- Directed by: Matt Bettinelli-Olpin; Tyler Gillett;
- Written by: David Coggeshall
- Based on: Characters by Stephen Sommers Lloyd Fonvielle Kevin Jarre
- Produced by: Sean Daniel; William Sherak; James Vanderbilt; Paul Neinstein;
- Starring: Brendan Fraser; Rachel Weisz; John Hannah; Arnold Vosloo; Oded Fehr; Kevin J. O'Connor; Michael Johnston; Numan Acar;
- Production companies: Universal Pictures; Radio Silence Productions; Project X Entertainment;
- Distributed by: Universal Pictures
- Release date: October 15, 2027;
- Country: United States
- Language: English

= Untitled The Mummy Returns sequel =

The untitled The Mummy Returns sequel is an upcoming American action adventure fantasy film directed by Matt Bettinelli-Olpin and Tyler Gillett, and written by David Coggeshall. It is a direct sequel to The Mummy (1999) and The Mummy Returns (2001), ignoring the events of The Mummy: Tomb of the Dragon Emperor (2008), and the fourth installment in The Mummy series.

The film is scheduled to be released in the United States by Universal Pictures on October 15, 2027.

==Cast==
- Brendan Fraser as Rick O'Connell, a treasure hunter and former Legionnaire.
- Rachel Weisz as Evelyn Carnahan-O'Connell, Rick's Egyptologist wife.
- John Hannah as Jonathan Carnahan, Evelyn's older brother.
- Arnold Vosloo as Imhotep, undead High Priest of Osiris.
- Oded Fehr as Ardeth Bay, a Medjai chieftain and warrior.
- Kevin J. O'Connor as Beni Gabor: A former Legionnaire who later served Imhotep and died at the end of the first film.
- Michael Johnston
- Numan Acar

==Production==
After The Mummy: Tomb of the Dragon Emperor (2008) was released, actress Maria Bello stated that another The Mummy film would "absolutely" be made and that she had already signed on to reprise her role as Evelyn Carnahan-O'Connell. Actor Luke Ford was signed on for three more films as well. On April 4, 2012, Universal announced their plans to reboot the franchise. The film was intended to be the first installment of the Dark Universe, simply titled The Mummy, and was released in June 2017. However, the film failed both critically and financially, making this the only film installment in a failed Dark Universe.

On October 12, 2022, series actor Brendan Fraser revealed that he was "open" to revisit the franchise and said, "I don't know how it would work. But I'd be open to it if someone came up with the right concept." Later, Fraser told Pete Hammond that although he does not know any details about a reboot, he was not against returning. On May 11, 2024, series creator and director Stephen Sommers told The Hollywood Reporter that a new installment "would have to be something really special. Of course, I would work with all of those actors again."

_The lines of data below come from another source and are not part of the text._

PR #621, opened 2020-10-03
Add test support for regional PD

### LINKED ISSUE #408: add another storageclass test config to use Regional PDs in our external e2e
Now that we have gke regional cluster support, we could potentially add another storageclass test config to use Regional PDs in our external e2e tests.

mattcary:
/kind cleanup

Add regional PD to tests.

Fixes #408 

```release-note
NONE
```

### DIFF
--- a/test/k8s-integration/cluster.go
+++ b/test/k8s-integration/cluster.go
@@ -30,6 +30,10 @@ func gkeLocationArgs(gceZone, gceRegion string) (locationArg, locationVal string
 	return
 }
 
+func isRegionalGKECluster(gceZone, gceRegion string) bool {
+	return len(gceRegion) > 0
+}
+
 func clusterDownGCE(k8sDir string) error {
 	cmd := exec.Command(filepath.Join(k8sDir, "hack", "e2e-internal", "e2e-down.sh"))
 	err := runCommand("Bringing Down E2E Cluster on GCE", cmd)
--- a/test/k8s-integration/main.go
+++ b/test/k8s-integration/main.go
@@ -49,6 +49,7 @@ var (
 	gkeReleaseChannel  = flag.String("gke-release-channel", "", "GKE release channel to be used for cluster deploy. One of 'rapid', 'stable' or 'regular'")
 	gkeTestClusterName = flag.String("gke-cluster-name", "gcp-pd-csi-driver-test-cluster", "GKE cluster name")
 	gkeNodeVersion     = flag.String("gke-node-version", "", "GKE cluster worker node version")
+	isRegionalCluster  = flag.Bool("is-regional-cluster", false, "tell the test that a regional cluster is being used. Should be used for running on an existing regional cluster (ie, --bringup-cluster=false). The test will fail if a zonal GKE cluster is created when this flag is true")
 
 	// Test infrastructure flags
 	boskosResourceType = flag.String("boskos-resource-type", "gce-project", "name of the boskos resource type to reserve")
@@ -74,6 +75,7 @@ const (
 	k8sOutOfDockerBuildBinDir = "_output/bin"
 	externalDriverNamespace   = "gce-pd-csi-driver"
 	managedDriverNamespace    = "kube-system"
+	regionalPDStorageClass    = "sc-regional.yaml"
 )
 
 func init() {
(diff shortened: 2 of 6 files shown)


test/k8s-integration/cluster.go
```diff
@@ -30,6 +30,10 @@ func gkeLocationArgs(gceZone, gceRegion string) (locationArg, locationVal string
 	return
 }
 
+func isRegionalGKECluster(gzeZone, gceRegion string) bool {
```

On November 4, 2025, it was reported that a fourth film in the Sommers Mummy series was in development, with Matt Bettinelli-Olpin and Tyler Gillett as directors and David Coggeshall writing the screenplay. Fraser and Rachel Weisz were reported to reprise their respective roles as Rick O'Connell and Evelyn Carnahan-O'Connell. The Hollywood Reporter mentioned that the film would disregard the events of Tomb of the Dragon Emperor. In late March 2026, it was announced that John Hannah would reprise his role as Jonathan Carnahan. In July, Michael Johnston was in early talks to join the cast. Johnston's casting was confirmed the following month alongside Numan Acar. It was also announced that Arnold Vosloo, Oded Fehr, and Kevin J. O'Connor would return from previous films as Imhotep, Ardeth Bay, and Beni Gabor respectively, despite the death of O'Connor's character in the first film.

===Filming===
Principal photography began on September 7, 2026, in London and Morocco.

==Release==
The film is scheduled to be released in the United States on October 15, 2027. It was originally scheduled to be released on May 19, 2028.